The Story
Why it exists.
The beginning
Eshu takes its name from a figure in Yoruba mythology, the trickster god who knows every language spoken on earth, who stands at the crossroads between the divine and the human. In the mythology, Eshu is the messenger between worlds, the one who guards thresholds and disrupts order with laughter. This fragrance channels that same energy, a scent that refuses to sit still, that shifts as you move through a room. The composition draws from that crossroads spirit, layering smoky resins against sharp mineral tones, warm spices against cool woods. It's a fragrance that demands attention without begging for it, that arrives like someone who already knows everyone in the room.

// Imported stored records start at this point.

PR #41, opened 2021-01-13
Update the publish job to check out branch

daviddavis:
[noissue]

### DIFF
--- a/.github/workflows/publish_images.yaml
+++ b/.github/workflows/publish_images.yaml
@@ -3,14 +3,14 @@ name: Build and publish OCI Images
 on:
   push:
     branches:
-      - master
+      - latest
   schedule:
     # * is a special character in YAML so you have to quote this string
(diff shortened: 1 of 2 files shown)


.github/workflows/publish_images.yaml
```diff
@@ -3,35 +3,36 @@ name: Build and publish OCI Images
...
+        description: 'Release branch (e.g. 3.7)'
         required: true
 
 jobs:
   build:
     runs-on: ubuntu-latest
     steps:
       - uses: actions/checkout@v2
+        with:
+          ref: ${{ github.event.inputs.pulpcore }}
```
daviddavis, line 22: I'm hoping that if this is not set, it'll default to the default branch (latest).

fao89: this is the only thing I'm really unsure of, but let's test it"

fao89 (approved):

PR #44, opened 2021-01-13
Silence 2020-resolver warnings

daviddavis:
```
WARNING: --use-feature=2020-resolver no longer has any effect, since it is now the default dependency resolver in pip. This will become an error in pip 21.0.
```

[noissue]


mdellweg (approved):
About time. ;) 2020 is done. :ballot_box_with_check:

PR #50, opened 2021-01-14
Upgrade galaxy_ng to 4.2.1

bmbouter:

PR #51, opened 2021-01-15
Initial data for Galaxy

fao89:
This adds initial data for Galaxy:
```
[cont-init.d] pulp-galaxy-api: executing... 
Installed 21 object(s) from 1 fixture(s)
```
I'm wondering if we should trigger this as default, or just add the fixture to a path and the user runs:
```
/usr/local/bin/pulpcore-manager loaddata /etc/pulp-galaxy/initial_data.json
```

### DIFF
--- a/pulp_galaxy_ng/README.md
+++ b/pulp_galaxy_ng/README.md
@@ -1,0 +1,8 @@
+# Galaxy
+
+For loading the initial data:
+```bash
+$ DATA_FIXTURE_URL="https://raw.githubusercontent.com/ansible/galaxy_ng/master/dev/automation-hub/initial_data.json"
+$ curl $DATA_FIXTURE_URL | <docker | podman> exec -i pulp bash -c "cat > /tmp/initial_data.json"
+$ <docker | podman> exec pulp bash -c "/usr/local/bin/pulpcore-manager loaddata /tmp/initial_data.json"
+```


bmbouter:
I'm in favor of this, but it does create a maintenance concern where they change the assumption of the base data and this won't receive the update. I'm still in favor of merging it tho.

fao89:
> I'm in favor of this, but it does create a maintenance concern where they change the assumption of the base data and this won't receive the update. I'm still in favor of merging it tho.

I was thinking about this, and a possible solution would be a bash script:
```
/some/default/path/galaxy_data_script.sh
```
This script would have:
```bash
curl https://raw.githubusercontent.com/ansible/galaxy_ng/master/dev/automation-hub/initial_data.json > initial_data.json
/usr/local/bin/pulpcore-manager loaddata initial_data.json
```
And the user would run it when convenient
```
podman exec -it pulp /some/default/path/galaxy_data_script.sh   
```

bmbouter:
this is a great idea, can we do that in this PR instead!?

fao89:
> this is a great idea, can we do that in this PR instead!?

Yes, I'll do it

bmbouter:
@fao89 I think we'll keep 0.5.5 yes? https://github.com/pulp/pulp-oci-images/pull/50#discussion_r558380364

dkliban (approved):

pulp_galaxy_ng/Containerfile
```diff
@@ -15,3 +15,6 @@ RUN pip3 install --upgrade \
 RUN ln /usr/local/lib/python3.7/site-packages/pulp_ansible/app/webserver_snippets/nginx.conf /etc/nginx/pulp/pulp_ansible.conf
 RUN ln /usr/local/lib/python3.7/site-packages/pulp_container/app/webserver_snippets/nginx.conf /etc/nginx/pulp/pulp_container.conf
 RUN ln /usr/local/lib/python3.7/site-packages/galaxy_ng/app/webserver_snippets/nginx.conf /etc/nginx/pulp/galaxy_ng.conf
+
+RUN mkdir -p /etc/pulp-galaxy
+COPY pulp_galaxy_ng/assets/initial_data.sh /etc/pulp-galaxy/initial_data.sh
```
fao89: I realize it is more a documentation issue:

```
~ via 🐍 v3.8.0 (venv) 
❯ curl https://raw.githubusercontent.com/ansible/galaxy_ng/master/dev/automation-hub/initial_data.json | podman exec -i pulp bash -c "cat > /tmp/initial_data.json"
podman exec pulp bash -c "/usr/local/bin/pulpcore-manager loaddata /tmp/initial_data.json"
  % Total    % Received % Xferd  Average Speed   Time    Time     Time  Current
                                 Dload  Upload   Total   Spent    Left  Speed
100  6168  100  6168    0     0  93454      0 --:--:-- --:--:-- --:--:-- 93454
Installed 21 object(s) from 1 fixture(s)

```

PR #62, opened 2021-02-05
Set pulpcore version to ~3.9.0 for the 3.9 branch

dkliban:
[noissue]


goosemania (approved):

mdellweg (approved):
The fedora box already has it...

PR #73, opened 2021-04-23
Run pulp container on https

fao89:
Related thread: https://listman.redhat.com/archives/pulp-dev/2021-April/msg00043.html

### DIFF
--- a/.github/workflows/publish_images.yaml
+++ b/.github/workflows/publish_images.yaml
@@ -27,6 +27,13 @@ jobs:
           if [ "$VERSION" = "latest" ]; then
             docker build --file pulp_ci_centos/Containerfile --tag pulp/pulp-ci-centos:latest .
             docker build --file pulp_galaxy_ng/Containerfile --tag pulp/pulp-galaxy-ng:latest .
+            # SSL
+            docker build --file pulp_ci_centos/SSL/Containerfile --tag pulp/pulp-ci-centos:https .
+            sed -i "s/latest/https/g" pulp_galaxy_ng/Containerfile
+            docker build --file pulp_galaxy_ng/Containerfile --tag pulp/pulp-galaxy-ng:https .
+            sed -i "s/latest/https/g" pulp/Containerfile
+            docker build --file pulp/Containerfile --tag pulp/pulp:https .
+            sed -i "s/https/latest/g" pulp/Containerfile
             # Be resilient if this fails
             docker build --file pulp_nightly/Containerfile --tag pulp/pulp:nightly . || true
           fi
@@ -43,6 +50,9 @@ jobs:
           if [ "$VERSION" = "latest" ]; then
             docker push docker.io/pulp/pulp-ci-centos:latest
             docker push docker.io/pulp/pulp-galaxy-ng:latest
+            docker push docker.io/pulp/pulp-ci-centos:https
+            docker push docker.io/pulp/pulp-galaxy-ng:https
+            docker push docker.io/pulp/pulp:https
             # Be resilient if this fails
             docker push docker.io/pulp/pulp:nightly || true
           fi
--- a/pulp_ci_centos/SSL/Containerfile
+++ b/pulp_ci_centos/SSL/Containerfile
@@ -1,0 +1,8 @@
+FROM pulp/pulp-ci-centos:latest
+
+RUN dnf -y install python3-cryptography
+
+COPY assets/SSL/openssl.cnf /etc/ssl/pulp/openssl.cnf
+COPY assets/SSL/v3.cnf /etc/ssl/pulp/v3.cnf
+COPY assets/SSL/pulpcore-api.prep /etc/cont-init.d/pulpcore-api
+COPY assets/SSL/nginx.conf /etc/nginx/nginx.conf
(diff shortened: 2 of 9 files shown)


assets/pulpcore-api.prep
```diff
@@ -8,5 +8,13 @@ foreground {
...
+  openssl genrsa -out /etc/pulp/certs/ca.key 2048
+  openssl req -x509 -new -nodes \
+    -key /etc/pulp/certs/ca.key -subj "/CN=pulp/C=US/L=California" \
+    -out /etc/pulp/certs/ca.crt
+  openssl genrsa -out /etc/pulp/certs/pulp_webserver.key 2048
+  openssl req -new -key /etc/pulp/certs/pulp_webserver.key -subj "/CN=pulp/C=US/ST=California" -out /etc/pulp/certs/pulp_webserver.csr
 }
 openssl ec -in /etc/pulp/certs/token_private_key.pem -pubout -out /etc/pulp/certs/token_public_key.pem
+openssl x509 -req -in /etc/pulp/certs/pulp_webserver.csr -CA /etc/pulp/certs/ca.crt -CAkey /etc/pulp/certs/ca.key \
+    -CAcreateserial -out /etc/pulp/certs/pulp_webserver.crt
```
mdellweg: That is not how execlineb works...
You need to `foreground` every single command that does not support chain calling, despite the last one.

fao89: I got confused when reading about `foreground`, thank you for the help!

mdellweg:
I believe, you need to set verify-ssl or similar to false for the curl calls.

daviddavis:
This work looks great. Can I ask for a huge favor? Can we wait until after April 30 to merge this work (or at least hold off publishing the new containers until then)? The students working on the UI are using these and have their final project deadline on April 30. I don't want to mess them up.

fao89:
> This work looks great. Can I ask for a huge favor? Can we wait until after April 30 to merge this work (or at least hold off publishing the new containers until then)? The students working on the UI are using these and have their final project deadline on April 30. I don't want to mess them up.

yes, this is just a POC, and it may break CI for almost every plugin. It needs to be proper advertised before merged, so people can have time to improve functional tests to deal with https

fao89:
Related thread: https://listman.redhat.com/archives/pulp-dev/2021-April/msg00043.html

mdellweg:
This is a major change in the way the single container works.
Can we somehow make the switch to https optional? So we do not break every automation we have when merging this?

daviddavis:
We created [an https tag](https://hub.docker.com/layers/pulp/pulp/https/images/sha256-8467255764ede6748eb1991614345dc42c6b740d57dde9d19457f166179b77ea?context=explore) that @fao89 is using to test things out. 

Ideally I think we'd like to get all the other tags moved over to https but this seems like a monumental undertaking when one considers all the repos, release branches, etc.

mdellweg:
What about the opposite tag (http / nossl / ...), and some day, we announce the switchover of latest?
Can we make the ssl version to be a thin container layer on top of the nossl version?

fao89:
Followed: https://docs.oracle.com/cd/E52668_01/E66514/html/ceph-issues-24424028.html

pulp_ci_centos/SSL/Containerfile
```diff
@@ -0,0 +1,8 @@
+FROM pulp/pulp-ci-centos:latest
```
mdellweg, line 1: :100:

.github/workflows/publish_images.yaml
```diff
@@ -37,6 +37,13 @@ jobs:
           if [ "$VERSION" = "latest" ]; then
             docker build --file pulp_ci_centos/Containerfile --tag pulp/pulp-ci-centos:latest .
             docker build --file pulp_galaxy_ng/Containerfile --tag pulp/pulp-galaxy-ng:latest .
+            # SSL
+            docker build --file pulp_ci_centos/SSL/Containerfile --tag pulp/pulp-ci-centos:https .
+            sed -i "s/latest/https/g" pulp_galaxy_ng/Containerfile
```
mdellweg, line 32: This is changing the files checked into this repository.
May be OK in CI, but the moment we are going to write up these steps in the README, it may get weird. WDYT?

himdel:
I'd like to request this feature be optional, with an option to go back to http.

We're using this for Cypress testing, and having to generate a self-signed certificate only to ignore it seems unecessary for that case, if it can be reasonably avoided :).

(context: https://github.com/ansible/ansible-hub-ui/pull/378#discussion_r629397315 )

.github/workflows/publish_images.yaml
fao89: I didn't want to have a new container file just because of the tag, maybe we need to use a template

fao89: template + makefile?

mdellweg: So you would turn the SSL/Containerfile into a template? Would you template it on the fly? Or use the Makefile to template files we want to check into git? I really don't know what's the best way.
Another thought: We are now building the images with 3 layers of dependency. Maybe it _is_ time to start using make to sort out the build sequence.
BTW: we could call that file `pulp-ci-centos8/Containerfile.https`. No one really says that it must be called `Containerfile`. So one nice naming schema would be `<image_name>/Containerfile.<tag>`. Wdyt?

fao89: I agree with everything you said, including the part: "I really don't know what's the best way"
`<image_name>/Containerfile.<tag>`sounds really good!

PR #75, opened 2021-05-03
Remove issue checking

daviddavis:
We plan to no longer tracking issues on redmine and we don't generate a changelog, etc so I think there's no much value in checking commits. I propose we remove issue checking from this repo.


mdellweg (approved):
I agree. Most of the changes are on the version branches anyway.

PR #83, opened 2021-05-17
Use new worker entrypoint

mdellweg:
To still support versionsi prior to 3.13, keep the old startup scripts around.

[noissue]

PR #89, opened 2021-06-07
Revert "Use new worker entrypoint"

dkliban:
This reverts commit 53ff47ccb0b13d9b1c69377466ef8443b4670b8f.

[noissue]


daviddavis (approved):

mdellweg:
Do we know what the issue with this commit is?
We need a change like this in any case.

daviddavis:
There’s some more info here: https://github.com/pulp/pulp-oci-images/pull/83#issuecomment-856157593

PR #91, opened 2021-06-08
Create the db encryption key

daviddavis:
fixes #8731

### DIFF
--- a/assets/pulpcore-api.prep
+++ b/assets/pulpcore-api.prep
@@ -1,10 +1,19 @@
 #!/usr/bin/execlineb -P
 
-if -n {
-  ls /etc/pulp/certs
+foreground {
+  if -n {
+    ls /etc/pulp/certs
+  }
+  mkdir -p /etc/pulp/certs
 }
 foreground {
-  mkdir -p /etc/pulp/certs
+  if -n {
+    ls /etc/pulp/certs/database_fields.symmetric.key
+  }
+  openssl rand -base64 32 > /etc/pulp/certs/database_fields.symmetric.key
+}
+if -n {
+  ls /etc/pulp/certs/token_private_key.pem
 }
 foreground {
   openssl ecparam -genkey -name prime256v1 -noout -out /etc/pulp/certs/token_private_key.pem


assets/pulpcore-api.prep
```diff
@@ -6,6 +6,9 @@ if -n {
 foreground {
   mkdir -p /etc/pulp/certs
 }
+foreground {
+  dd if=/dev/urandom bs=32 count=1 2>/dev/null | openssl base64 > /etc/pulp/certs/database_fields.symmetric.key
```
mdellweg: not sure, urandom is a good choice for an encryption key.
Is `openssl base64` any different from `base64`?
The rest looks good to me.

daviddavis: Here's another option I discovered?

```
openssl rand -base64 32
```

mikedep333: I was researching how to generate it as securely as possible.

Based on my research, that sounds like a more secure manner:
[OpenSSL 1.1.1d behavior](https://manpages.debian.org/buster/openssl/openssl-rand.1ssl.en.html)
[OpenSSL 3.0 Alpha behavior](https://manpages.debian.org/experimental/openssl/openssl-rand.1ssl.en.html)

Might I suggest we ask the Fenret project for advice, since this is security-related, and they are the experts.

daviddavis: The only fernet presence I see online is at [this repo for their spec](https://github.com/fernet/spec/issues) but it looks pretty dead. I have a couple contacts on the security team at Red Hat. Let me reach out to them for advice.

assets/pulpcore-api.prep
```diff
@@ -6,6 +6,9 @@ if -n {
 foreground {
   mkdir -p /etc/pulp/certs
 }
```
mikedep333: Users may want to provide the db encryption key but not the token key.

So please use a separate checks for each of these, and create if they do not exist:
1. /etc/pulp/certs dir
2. the database key
3. the token key.

assets/pulpcore-api.prep
mikedep333: Please use the same filepath as the installer:
`/etc/pulp/certs/database_fields.symmetric.key`
https://pulp.plan.io/issues/8192#note-18

mikedep333 (changes requested):

assets/pulpcore-api.prep
daviddavis: Isn't this the same filepath?

daviddavis:
Ok, updated.

assets/pulpcore-api.prep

The structure is unusual. Eshu opens already mid-sentence, black pepper and Ambroxan arriving together, sharp and mineral, before Atlas cedar fills the space with dry wood. The heart piles on complexity: frankincense and elemi resin as smoke, tobacco absolute and cognac as warmth, hay absolute and ash tree as the smell of something left in the sun. Castoreum anchors it all. Prin didn't. It's the tell. That's what makes this work, nothing is hidden, everything is offered. The mineral clarity of the opening doesn't fight the dry wood that follows, it anticipates it.
The evolution
The opening arrives sharp and mineral, black pepper's bite meeting Ambroxan's clarity alongside Atlas cedar's dry wood. No polite preamble here. Frankincense and elemi resin layer in, smoke rising from the heart of the composition. Tobacco absolute and cognac deepen the warmth. Nutmeg, cinnamon, and cumin add spice that stays on the tongue. The cumin reads animal, almost feral, and it doesn't apologize. By the second hour, the castoreum surfaces, shifting the fragrance from smoky-warm to something close and alive. Oakmoss grounds it. The drydown settles into a quiet tobacco-cognac warmth that stays close, something someone near will notice. The fragrance moves through its phases like a conversation that starts bold and ends intimate.
Cultural impact
Eshu draws from Yoruba mythology, where the deity Eshu represents the trickster and the space between order and chaos, a concept translated into olfactory tension. The fragrance positions itself within a lineage of creators who treat fragrance as cultural commentary rather than mere luxury product. It refuses to be merely pleasant, instead demanding engagement and rewarding attention.